Dear Glass Detective,

A very well-known windshield replacement company contends that their aftermarket glass is no different than the Audi OEM glass. When I had my windshield replaced by this company, Audi said that they could not replace the windshield because the glass had internal defects (“ripples”) which prevented the recalibration from working. They presented some diagnostic reports with errors as proof. Who do I believe?

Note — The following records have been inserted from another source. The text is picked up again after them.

PR #449, opened 2023-11-21
Do not require DB fields in pdf-map

spokenbird:
[#186402592]

### DIFF
--- a/src/main/java/formflow/library/pdf/DatabaseFieldPreparer.java
+++ b/src/main/java/formflow/library/pdf/DatabaseFieldPreparer.java
@@ -17,20 +17,23 @@ public class DatabaseFieldPreparer implements DefaultSubmissionFieldPreparer {
   public Map<String, SubmissionField> prepareSubmissionFields(Submission submission, PdfMap pdfMap) {
     Map<String, SubmissionField> databaseFields = new HashMap<>();
     Map<String, Object> dbFields = pdfMap.getDbFields();
-
-    dbFields.forEach((fieldName, value) -> {
-      switch (fieldName) {
-        case "submittedAt" ->
-            databaseFields.put(fieldName, new DatabaseField(fieldName, formatDateWithNoTime(submission.getSubmittedAt())));
-        case "submissionId" -> databaseFields.put(fieldName, new DatabaseField(fieldName, submission.getId().toString()));
-        case "createdAt" ->
-            databaseFields.put(fieldName, new DatabaseField(fieldName, formatDateWithNoTime(submission.getCreatedAt())));
-        case "updatedAt" ->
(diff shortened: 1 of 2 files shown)


src/main/java/formflow/library/pdf/DatabaseFieldPreparer.java
```diff
@@ -17,20 +17,23 @@ public class DatabaseFieldPreparer implements DefaultSubmissionFieldPreparer {
...
-        case "flow" -> databaseFields.put(fieldName, new DatabaseField(fieldName, submission.getFlow()));
-        default -> log.error("Unable to map unknown database field: {}", fieldName);
-      }
-    });
+    
+    if (dbFields != null) {
+      dbFields.forEach((fieldName, value) -> {
+        switch (fieldName) {
+          case "submittedAt" ->
+              databaseFields.put(fieldName, new DatabaseField(fieldName, formatDateWithNoTime(submission.getSubmittedAt())));
```
vrajmohan, line 25: I realize that my comment has nothing to do with _this_ story. Looking around, it feels awkward that the returned `Map` duplicates the `fieldName` in the key and in the `name` property of the value.

src/main/java/formflow/library/pdf/DatabaseFieldPreparer.java
```diff
@@ -17,20 +17,23 @@ public class DatabaseFieldPreparer implements DefaultSubmissionFieldPreparer {
...
+          case "submissionId" -> databaseFields.put(fieldName, new DatabaseField(fieldName, submission.getId().toString()));
+          case "createdAt" ->
+              databaseFields.put(fieldName, new DatabaseField(fieldName, formatDateWithNoTime(submission.getCreatedAt())));
+          case "updatedAt" ->
+              databaseFields.put(fieldName, new DatabaseField(fieldName, formatDateWithNoTime(submission.getUpdatedAt())));
+          case "flow" -> databaseFields.put(fieldName, new DatabaseField(fieldName, submission.getFlow()));
+          default -> log.error("Unable to map unknown database field: {}", fieldName);
```
vrajmohan, line 32: Do we need this? Do we not "fail early" if there are spurious fields in the YAML?

vrajmohan (commented):
Minor comments

src/main/java/formflow/library/pdf/DatabaseFieldPreparer.java
spokenbird: For this case we do not. We do for the `flows-config` yaml but not for the `pdf-map` yaml. You make a good point though and we probably should be doing that. Maybe we make a ticket to do that outside of this ticket?

PR #454, opened 2023-11-27
Switch to openpdf 186505365

vrajmohan:


src/test/java/formflow/library/pdf/PDFFormFillerTest.java
```diff
@@ -0,0 +1,106 @@
...
+  @Test
+  void shouldAccept_a_with_macron() throws IOException {
+    String textFieldValue = "Michaelā";
+    Collection<PdfField> fields = List.of(
+            new PdfField("TEXT_FIELD", textFieldValue)
+    );
+
+    File file = pdfFormFiller.fill(pdf, fields, true);
+
+    assertTrue(getText(file).contains("Michael ā")); // openpdf's text extraction introduces a space
```
bseeger, line 58: That's odd. Does it do this with all diacritics? 

In general, I think it'd be great to test a list of diacritics here- mainly the ones used in Spanish and some of the Vietnamese ones.  I'd throw in an umlaut as well.

bseeger:
Do you have a good sense of what the LGPL and MPL would obligate us to? Does the application have to be open source then, or if a gov't partner wants it closed source, can they do that using a library with this license?

src/test/java/formflow/library/pdf/PDFFormFillerTest.java
vrajmohan: It is just a result of imperfect text extraction from PDF files. The PDF displays "Michaelā" correctly (no embedded space). It is not limited to odd characters - it happens for all kinds of text, even regular English words.

vrajmohan:
You can see it here - https://itsfoss.com/open-source-licenses-explained/.

src/test/java/formflow/library/pdf/PDFFormFillerTest.java
coltborg: Confirmed @bseeger, I paired with Vraj on this and the space isn't caused by the special character, spaces can happen anywhere and is more the result of `getText()`. It's not a perfect mirror of how the PDF looks.

bseeger: Is it hard to add more diacritics into this?   Just a quick run through of the more common ones?

src/main/java/formflow/library/FileController.java
```diff
@@ -36,17 +25,20 @@
...
+import org.springframework.web.bind.annotation.*;
 import org.springframework.web.multipart.MultipartFile;
 import org.springframework.web.reactive.function.client.WebClientResponseException;
 import org.springframework.web.server.ResponseStatusException;
 import org.springframework.web.servlet.mvc.method.annotation.StreamingResponseBody;
 import org.springframework.web.servlet.view.RedirectView;
 
+import java.io.ByteArrayOutputStream;
+import java.io.IOException;
+import java.util.*;
```
bseeger, line 37: We generally try to avoid `.*` -- can you expand this out?   We've had to adjust a setting in intellij as well to stop it from automatically doing this.

bseeger: There is one on line 28 as well.

src/test/java/formflow/library/pdf/PDFFormFillerTest.java
coltborg: We can add more diacritics, just being clear that the diacritics is not the cause of the weird space.

src/test/resources/pdf-map.yaml
```diff
@@ -1,10 +1,10 @@
 flow: ubi
-pdf: pdfs/ubi/Multipage-UBI-Form.pdf
+pdf: pdfs/Multipage-UBI-Form.pdf
```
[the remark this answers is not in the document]
coltborg: I moved it to `pdfs/testflow`.

src/main/java/formflow/library/FileController.java
coltborg: I went through and converted all `.*` imports in the repo.

src/test/java/formflow/library/pdf/PDFFormFillerTest.java
coltborg: I added another [test for more diacritics](https://github.com/codeforamerica/form-flow/pull/454/files#diff-b2c6d5ebf543755e0887ef2cda8797a3f291cfafbc5c4a0ee9f54fed7936d040R58)

src/main/java/formflow/library/FileController.java
vrajmohan: I'll fix it. 

Wanted to point out that the pattern exists in the codebase - https://github.com/codeforamerica/form-flow/blob/74d4a62f4fe206cd6654fe393a7c3ecf9599eff2/src/test/java/formflow/library/inputs/TestFlow.java#L4 and https://github.com/codeforamerica/form-flow/blob/74d4a62f4fe206cd6654fe393a7c3ecf9599eff2/src/test/java/formflow/library/framework/ConditionalNavigationTest.java#L10. The IntelliJ setting might not be working perfectly. I'll fix it in these places as well.

vrajmohan: @coltborg beat me to it !!

spokenbird (approved):

src/main/java/formflow/library/FileController.java
bseeger: Ideally we wouldn't do that.  Those snuck past.   :)   Sometimes I don't complain about test code as it won't be part of the final jar. But I can start. ;)

src/test/java/formflow/library/pdf/PDFFormFillerTest.java
```diff
@@ -0,0 +1,114 @@
...
+  void shouldAcceptOtherDiacritic() throws IOException {
+    String textFieldValue = "áàäéèêësubstringíîïóôöúûüç";
+    Collection<PdfField> fields = List.of(
+        new PdfField("TEXT_FIELD", textFieldValue)
+    );
+
+    File file = pdfFormFiller.fill(pdf, fields, true);
+
+    assertTrue(getText(file).contains("áàäéèêësubstringíîïóôöúûüç"));
+  }
```
bseeger, line 67: lol, nice!

PR #467, opened 2023-12-08
Remove TODOs 186571893

vrajmohan:


src/test/java/formflow/library/utilities/TestUtils.java
```diff
@@ -1,19 +1,10 @@
 package formflow.library.utilities;
 
-import formflow.library.data.Submission;
 import java.io.File;
 import java.net.URL;
-import java.util.HashMap;
 
 public class TestUtils {
 
-  public static void resetSubmission() {
```
coltborg, line 10: Aren't we still using this [function in cleanup](https://github.com/codeforamerica/form-flow/blob/ec70d87a58e35c6ae3b8bdc4ff91e77bdc71e085/src/test/java/formflow/library/utilities/AbstractMockMvcTest.java#L93-L96)?

src/main/java/formflow/library/ScreenController.java
```diff
@@ -3,30 +3,14 @@
 import com.smartystreets.api.exceptions.SmartyException;
 import formflow.library.address_validation.AddressValidationService;
 import formflow.library.address_validation.ValidatedAddress;
-import formflow.library.config.ActionManager;
```
coltborg, line 6: My understand was we were avoiding `.*` imports. Was this the result of a code style converting these imports? I thought our code style enforced single imports:

2023-12-14 at 18 52 13@2x

src/test/java/formflow/library/utilities/TestUtils.java
vrajmohan: It is being removed in the same commit.

coltborg (changes requested):
Left some comments, the import changes are non-blocking. The only thing I want to make sure before merging is on if `resetSubmission` is still being used or not.

src/test/java/formflow/library/utilities/TestUtils.java
coltborg: ahh I missed it, ty.

src/main/java/formflow/library/ScreenController.java
coltborg: ^ this is a nitpick and is not needed to be resolved to complete this work.

coltborg (approved):
Comment addressed

PR #164, opened 2015-05-18
Replace circle Tomahawk logo with textual logo

navap:
https://metabrainz.org/supporters/tiers/8 looks a little messed up with the giant circle Tomahawk logo. I thought this one would fit better: https://www.tomahawk-player.org/assets/images/pages/about/tomahawk-logo.png.

I notice the /img/logos/supporters directory isn't in this repo (yet?), is that an oversight? Hopefully this patch works.


gentlecat:
I think we have a separate repo for these logos.

mayhem:
Thanks for the link -- but the image needs to go into a different private repo. I've added it there. Thanks!

PR #167, opened 2015-05-18
Include external links in the carousel

navap:
Note that the AcousticBrainz site is not accessible over TLS.


gentlecat:
LGTM :shipit:

PR #168, opened 2015-05-19
Fix wording

navap:


metabrainz/templates/api/info.html
```diff
@@ -48,11 +48,11 @@
       </code>
     </p>
     <p>
-      It is possible to get signature for each replication packet. Just replace
+      It is possible to get a signature for each replication packet. Just replace
       <code>.tar.bz2</code> with <code>.asc</code>.
     </p>
     <p>
-      You can get info about latest replication packets from this endpoint:<br />
+      You can get find the latest replication packet numbers from this endpoint:<br />
```
gentlecat: > get find

I guess one of these is unnecessary. :)

mayhem:
I fixed your duplicate word and merged this. Thanks!

metabrainz/templates/api/info.html
navap: Whoops, good catch!

PR #170, opened 2015-05-22
Replication check

mayhem:
This PR creates a nagios style endpoint for checking the completeness of validity of the current set of replication packets. Nagios wants to have a single line of output that starts with OK, WARNING, CRITICAL or UNKNOWN; the rest of the line is for humans to consume and should be telling of that the problem is.

This PR checks to make sure that all files are there and that the latest file is less then 4 hours old. We may be able to tighten this check, but lets leave it there for now.

### DIFF
--- a/metabrainz/api/views.py
+++ b/metabrainz/api/views.py
@@ -6,6 +6,7 @@ from metabrainz.api.decorators import token_required, tracked
 import logging
 import re
 import os
+import time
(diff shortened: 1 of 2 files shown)


gentlecat:
Looks good apart from some PEP 8 things. I can push a fix for that if you want.
:ship:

What do you think?

Thank you,

Rob W.

Answer regarding OEM vs. aftermarket glass:


Thank you for contacting the Glass Detective with your question regarding Original Equipment Manufacturer (OEM) glass and recalibration. The Advanced Driver Assistance Systems (ADAS) that your Audi is equipped with are highly sensitive. The cameras and sensors need a clear, undistorted view, and any defects (like the ripples you mentioned) in the glass that they “see” though could cause them to malfunction and therefore be a safety concern. This is the reason most vehicle manufacturers recommend that OEM quality glass is only used when it comes time for a replacement on models equipped with ADAS.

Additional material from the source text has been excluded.